#### DATA SECTION
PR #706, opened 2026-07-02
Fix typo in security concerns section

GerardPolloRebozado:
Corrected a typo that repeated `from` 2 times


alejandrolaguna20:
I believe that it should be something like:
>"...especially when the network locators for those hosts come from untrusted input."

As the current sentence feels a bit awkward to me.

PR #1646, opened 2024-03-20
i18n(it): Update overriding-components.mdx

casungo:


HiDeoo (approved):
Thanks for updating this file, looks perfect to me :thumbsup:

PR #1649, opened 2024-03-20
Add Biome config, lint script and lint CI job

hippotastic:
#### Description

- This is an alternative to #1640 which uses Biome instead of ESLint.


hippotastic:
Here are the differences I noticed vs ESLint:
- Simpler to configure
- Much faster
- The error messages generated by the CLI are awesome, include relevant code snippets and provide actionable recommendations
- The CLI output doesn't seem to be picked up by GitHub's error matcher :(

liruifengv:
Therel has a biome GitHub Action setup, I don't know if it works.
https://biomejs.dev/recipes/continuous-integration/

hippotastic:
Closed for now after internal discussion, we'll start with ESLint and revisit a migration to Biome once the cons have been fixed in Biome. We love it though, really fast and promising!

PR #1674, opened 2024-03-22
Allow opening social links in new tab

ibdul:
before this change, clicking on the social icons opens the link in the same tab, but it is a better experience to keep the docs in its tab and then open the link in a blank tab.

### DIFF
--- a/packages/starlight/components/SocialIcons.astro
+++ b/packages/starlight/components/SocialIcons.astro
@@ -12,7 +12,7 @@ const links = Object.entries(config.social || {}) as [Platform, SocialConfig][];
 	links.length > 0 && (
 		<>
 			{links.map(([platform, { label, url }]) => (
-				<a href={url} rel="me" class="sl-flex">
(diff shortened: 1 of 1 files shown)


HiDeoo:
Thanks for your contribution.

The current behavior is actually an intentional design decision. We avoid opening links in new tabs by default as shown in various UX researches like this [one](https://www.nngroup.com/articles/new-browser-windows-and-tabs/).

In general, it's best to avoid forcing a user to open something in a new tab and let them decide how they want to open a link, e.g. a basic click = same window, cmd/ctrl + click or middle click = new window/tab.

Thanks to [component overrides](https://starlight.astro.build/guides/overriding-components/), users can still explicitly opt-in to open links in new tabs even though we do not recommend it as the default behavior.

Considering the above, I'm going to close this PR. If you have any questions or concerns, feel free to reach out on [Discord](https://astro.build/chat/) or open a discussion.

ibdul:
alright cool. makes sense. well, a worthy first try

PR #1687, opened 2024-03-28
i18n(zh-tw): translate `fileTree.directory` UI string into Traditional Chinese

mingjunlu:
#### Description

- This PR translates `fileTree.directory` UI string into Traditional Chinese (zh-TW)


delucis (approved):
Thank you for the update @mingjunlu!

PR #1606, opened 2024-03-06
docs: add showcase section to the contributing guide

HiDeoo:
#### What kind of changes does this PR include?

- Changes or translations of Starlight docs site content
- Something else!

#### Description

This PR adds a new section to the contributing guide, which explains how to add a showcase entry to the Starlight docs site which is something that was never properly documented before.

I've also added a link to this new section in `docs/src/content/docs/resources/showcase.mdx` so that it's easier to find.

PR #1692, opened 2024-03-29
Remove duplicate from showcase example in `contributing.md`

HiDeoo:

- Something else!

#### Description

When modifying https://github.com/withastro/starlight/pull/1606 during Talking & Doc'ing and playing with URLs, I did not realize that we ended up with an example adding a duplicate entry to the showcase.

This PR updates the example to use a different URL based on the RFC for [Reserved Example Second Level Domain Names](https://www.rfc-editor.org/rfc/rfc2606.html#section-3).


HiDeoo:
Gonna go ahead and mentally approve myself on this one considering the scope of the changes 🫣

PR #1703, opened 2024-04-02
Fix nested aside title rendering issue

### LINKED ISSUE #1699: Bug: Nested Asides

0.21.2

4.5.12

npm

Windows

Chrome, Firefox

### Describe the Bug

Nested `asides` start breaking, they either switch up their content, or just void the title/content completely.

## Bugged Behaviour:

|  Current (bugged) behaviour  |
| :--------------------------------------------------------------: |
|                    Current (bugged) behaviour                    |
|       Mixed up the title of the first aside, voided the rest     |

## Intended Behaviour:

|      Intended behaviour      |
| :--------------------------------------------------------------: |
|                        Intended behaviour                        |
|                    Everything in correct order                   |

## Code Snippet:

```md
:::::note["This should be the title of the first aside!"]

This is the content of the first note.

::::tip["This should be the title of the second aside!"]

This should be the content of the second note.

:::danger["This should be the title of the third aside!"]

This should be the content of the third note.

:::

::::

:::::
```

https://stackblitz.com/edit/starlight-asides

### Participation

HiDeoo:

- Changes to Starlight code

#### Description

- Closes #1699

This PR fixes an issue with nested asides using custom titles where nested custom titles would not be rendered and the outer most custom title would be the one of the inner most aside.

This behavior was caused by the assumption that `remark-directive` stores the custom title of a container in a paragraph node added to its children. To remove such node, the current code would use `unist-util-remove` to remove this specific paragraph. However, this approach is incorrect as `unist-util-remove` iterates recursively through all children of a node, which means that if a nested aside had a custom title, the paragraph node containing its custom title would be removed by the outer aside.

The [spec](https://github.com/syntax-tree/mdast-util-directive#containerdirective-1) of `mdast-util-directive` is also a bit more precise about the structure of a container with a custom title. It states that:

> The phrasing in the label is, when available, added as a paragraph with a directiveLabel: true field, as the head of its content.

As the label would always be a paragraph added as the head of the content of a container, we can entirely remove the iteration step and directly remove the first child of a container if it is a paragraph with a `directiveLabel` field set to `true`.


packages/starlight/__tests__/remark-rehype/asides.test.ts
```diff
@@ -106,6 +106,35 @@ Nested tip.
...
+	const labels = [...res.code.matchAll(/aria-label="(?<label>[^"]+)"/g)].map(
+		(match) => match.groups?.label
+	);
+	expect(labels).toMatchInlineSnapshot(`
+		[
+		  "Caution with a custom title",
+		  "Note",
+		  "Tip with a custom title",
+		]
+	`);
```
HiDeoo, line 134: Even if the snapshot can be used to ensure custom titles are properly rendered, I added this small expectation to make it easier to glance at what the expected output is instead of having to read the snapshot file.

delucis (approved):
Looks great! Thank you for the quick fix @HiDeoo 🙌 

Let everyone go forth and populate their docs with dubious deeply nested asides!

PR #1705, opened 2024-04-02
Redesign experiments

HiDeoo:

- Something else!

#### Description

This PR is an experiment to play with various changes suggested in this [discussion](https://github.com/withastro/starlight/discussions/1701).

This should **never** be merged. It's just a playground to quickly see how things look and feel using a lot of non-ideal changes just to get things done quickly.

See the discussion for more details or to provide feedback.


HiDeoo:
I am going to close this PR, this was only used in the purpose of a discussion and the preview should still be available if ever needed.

#### YOUR INSTRUCTIONS
Write out a verbatim copy of the data, beginning with its first line and ending with the line that contains "I believe that".

#### EXPECTED OUTPUT
PR #706, opened 2026-07-02
Fix typo in security concerns section

GerardPolloRebozado:
Corrected a typo that repeated `from` 2 times


alejandrolaguna20:
I believe that it should be something like:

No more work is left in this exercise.